Location: Southwest Watershed Research CenterTitle: Topography influences species-specific patterns of seasonal primary productivity in a semiarid montane forest
|MURPHY, P. - University Of Arizona|
|MOORE, D.J.P. - University Of Arizona|
|ANCHUKAITIS, K. - University Of Arizona|
|POTTS, D.L. - Buffalo State College|
|BARRON-GAFFORD, G.A. - University Of Arizona|
Submitted to: Tree Physiology
Publication Type: Peer Reviewed Journal
Publication Acceptance Date: 6/19/2020
Publication Date: 6/29/2020
Citation: Murphy, P., Knowles, J.F., Moore, D., Anchukaitis, K., Potts, D., Barron-Gafford, G. 2020. Topography influences species-specific patterns of seasonal primary productivity in a semiarid montane forest. Tree Physiology. https://doi.org/10.1093/treephys/tpaa083.
Interpretive Summary: Montane forests are responsible for the majority of atmospheric carbon dioxide removal (via photosynthesis) in the western United States. However, future trends in the health of these forests are unknown and large-scale forest monitoring is complicated by steep slopes and variable topography in complex mountain terrain. In particular, small-scale differences in slope orientation determine patterns of snow accumulation and melt that affect moisture availability to forest vegetation throughout the year. As a result, this research measured seasonal photosynthesis from two co-dominant tree species located on opposing slopes in Arizona, USA. Soil moisture was higher on north-facing slopes that receive less sunlight and therefore retain moisture for longer periods of time. This translated to higher photosynthesis rates on north- versus south-facing slopes by ponderosa pine trees, but not Douglas fir trees, during the spring and summer. Regardless of landscape position, ponderosa pine trees maintained higher photosynthesis rates into the dry fall season relative to Douglas fir trees, potentially due to differences in drought adaptation between species. Notwithstanding, Douglas fir trees used water more efficiently during this time. As a result, this research contributes to current understanding of when and where mountain forests may respond to forecasted warming and/or drying via opportunistic (ponderosa pine) versus conservative (Douglas fir) growth strategies with respect to moisture availability on the landscape.

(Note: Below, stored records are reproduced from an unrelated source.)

PR #161, opened 2022-06-23
Use hostfxr hosting layer API

Forgind:
This makes the process of finding .NET SDK instances more efficient and fix dotnet/msbuild#7466

### DIFF
--- a/src/MSBuildLocator/DotNetSdkLocationHelper.cs
+++ b/src/MSBuildLocator/DotNetSdkLocationHelper.cs
@@ -78,91 +78,44 @@ namespace Microsoft.Build.Locator
             }
         }
 
-        enum hostfxr_resolve_sdk2_flags_t
-        {
-            disallow_prerelease = 0x1,
-        };
-
-        enum hostfxr_resolve_sdk2_result_key_t
-        {
-            resolved_sdk_dir = 0,
-            global_json_path = 1,
-        };
-
-        [UnmanagedFunctionPointer(CallingConvention.Cdecl, CharSet = CharSet.Auto)]
-        private delegate void hostfxr_resolve_sdk2_result_fn(
-                hostfxr_resolve_sdk2_result_key_t key,
-                string value);
-
-        [UnmanagedFunctionPointer(CallingConvention.Cdecl, CharSet = CharSet.Auto)]
-        private delegate void hostfxr_get_available_sdks_result_fn(
-                hostfxr_resolve_sdk2_result_key_t key,
-                [MarshalAs(UnmanagedType.LPArray, SizeParamIndex = 0)]
-                string[] value);
-
-        [DllImport("hostfxr", CharSet = CharSet.Auto, ExactSpelling = true, CallingConvention = CallingConvention.Cdecl)]
-        private static extern int hostfxr_resolve_sdk2(
-            string exe_dir,
-            string working_dir,
-            hostfxr_resolve_sdk2_flags_t flags,
-            hostfxr_resolve_sdk2_result_fn result);
-
-        [DllImport("hostfxr", CharSet = CharSet.Auto, ExactSpelling = true, CallingConvention = CallingConvention.Cdecl)]
-        private static extern int hostfxr_get_available_sdks(string exe_dir, hostfxr_get_available_sdks_result_fn result);
-
-        [DllImport("libc", ExactSpelling = true, CallingConvention = CallingConvention.Cdecl)]
-        private static extern IntPtr realpath(string path, IntPtr buffer);
-
-        [DllImport("libc", ExactSpelling = true, CallingConvention = CallingConvention.Cdecl)]
-        private static extern void free(IntPtr ptr);
-
         private static string realpath(string path)
         {
-            IntPtr ptr = realpath(path, IntPtr.Zero);
+            IntPtr ptr = NativeMethods.realpath(path, IntPtr.Zero);
             string result = Marshal.PtrToStringAuto(ptr);
-            free(ptr);
+            NativeMethods.free(ptr);
             return result;
         }
 
         private static IEnumerable<string> GetDotNetBasePaths(string workingDirectory)
         {
             string dotnetPath = null;
+            bool isWindows = RuntimeInformation.IsOSPlatform(OSPlatform.Windows);
+            string exeName = isWindows ? "dotnet.exe" : "dotnet";
 
-            if (RuntimeInformation.IsOSPlatform(OSPlatform.Windows))
+            // We will generally find the dotnet exe on the path, but on linux, it is often just a 'dotnet' symlink (possibly even to more symlinks) that we have to resolve
+            // to the real dotnet executable.
+            // This will work as often as just invoking dotnet from the command line, but we can be more confident in finding a dotnet executable by following
+            // https://github.com/dotnet/designs/blob/main/accepted/2021/install-location-per-architecture.md
+            // This can be done using the nethost library. We didn't do this previously, so I did not implement this extension.
+            foreach (string dir in Environment.GetEnvironmentVariable("PATH").Split(Path.PathSeparator))
             {
-                foreach (string dir in Environment.GetEnvironmentVariable("PATH").Split(';'))
+                string filePath = Path.Combine(dir, exeName);
+                if (File.Exists(Path.Combine(dir, exeName)))
                 {
-                    if (File.Exists(Path.Combine(dir, "dotnet.exe")))
-                    {
-                        dotnetPath = dir;
-                        break;
-                    }
-                }
-            }
-            else
-            {
-                foreach (string dir in Environment.GetEnvironmentVariable("PATH").Split(':'))
-                {
-                    string filePath = Path.Combine(dir, "dotnet");
-                    if (File.Exists(filePath))
-                    {
-                        dotnetPath = filePath;
-                        break;
-                    }
-                }
-
-                if (dotnetPath != null)
-                {
-                    dotnetPath = realpath(dotnetPath) ?? dotnetPath;
-                    dotnetPath = Path.GetDirectoryName(dotnetPath);
+                    dotnetPath = filePath;
+                    break;
                 }
             }
 
+            if (dotnetPath != null)
+            {
+                dotnetPath = Path.GetDirectoryName(isWindows ? dotnetPath : realpath(dotnetPath) ?? dotnetPath);
+            }
 
             string bestSDK = null;
-            int rc = hostfxr_resolve_sdk2(exe_dir: dotnetPath, working_dir: workingDirectory, flags: 0, result: (key, value) =>
+            int rc = NativeMethods.hostfxr_resolve_sdk2(exe_dir: dotnetPath, working_dir: workingDirectory, flags: 0, result: (key, value) =>
             {
-                if (key == hostfxr_resolve_sdk2_result_key_t.resolved_sdk_dir)
+                if (key == NativeMethods.hostfxr_resolve_sdk2_result_key_t.resolved_sdk_dir)
                 {
                     bestSDK = value;
                 }
@@ -174,7 +127,7 @@ namespace Microsoft.Build.Locator
             }
 
             string[] paths = null;
-            hostfxr_get_available_sdks(exe_dir: dotnetPath, result: (key, value) =>
+            NativeMethods.hostfxr_get_available_sdks(exe_dir: dotnetPath, result: (key, value) =>
             {
                 paths = value;
             });
--- a/src/MSBuildLocator/DotNetSdkLocationHelper.cs
+++ b/src/MSBuildLocator/DotNetSdkLocationHelper.cs
@@ -142,7 +142,10 @@ namespace Microsoft.Build.Locator
             string bestSDK = null;
             int rc = hostfxr_resolve_sdk2(exe_dir: dotnetPath, working_dir: workingDirectory, flags: 0, result: (key, value) =>
             {
-                bestSDK = value;
+                if (key == hostfxr_resolve_sdk2_result_key_t.resolved_sdk_dir)
+                {
+                    bestSDK = value;
+                }
             });
 
             if (rc == 0 && bestSDK != null)
--- a/src/MSBuildLocator/DotNetSdkLocationHelper.cs
+++ b/src/MSBuildLocator/DotNetSdkLocationHelper.cs
@@ -128,19 +128,19 @@ namespace Microsoft.Build.Locator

Technical Abstract: Semiarid forests found in the southwestern United States are generally restricted to mountain regions where complex terrain adds to the challenge of characterizing stand productivity. Among the heterogeneous features of these ecosystems, topography represents an important control on system-level processes including snow accumulation and melt. This basic relationship between geology and hydrology affects radiation and water balances within the forests, with implications for canopy structure and function across a range of spatial scales. In this study, we quantify the effect of topographic aspect on primary productivity by observing the seasonal response of two co-dominant native tree species to topographic variation in the timing and magnitude of energy and water inputs throughout a montane zero-order basin in Arizona, USA. On average, soil moisture was 34% higher on north- versus south-facing aspects during the spring and summer, and repeated measurements of net carbon assimilation (Anet) showed that Pinus ponderosa was sensitive to this difference, while Pseudotseuga menziesii was not. Irrespective of aspect, we observed seasonally divergent patterns at the species level where P. ponderosa maintained significantly greater Anet into the fall despite more efficient water use by P. menziesii individuals during that time. As a result, this study at the southern extent of the geographical P. menziesii distribution supports the potential for increased water use efficiency in response to future warming and/or drying, but at lower rates of production relative to more drought adapted species. At the sub-landscape scale, opposing aspects served as a mesocosm of current versus anticipated climate conditions. These results constrain both aspect- and warming-driven carbon sequestration reductions from Pinus-dominated landscapes due to forecasted changes in seasonal moisture availability.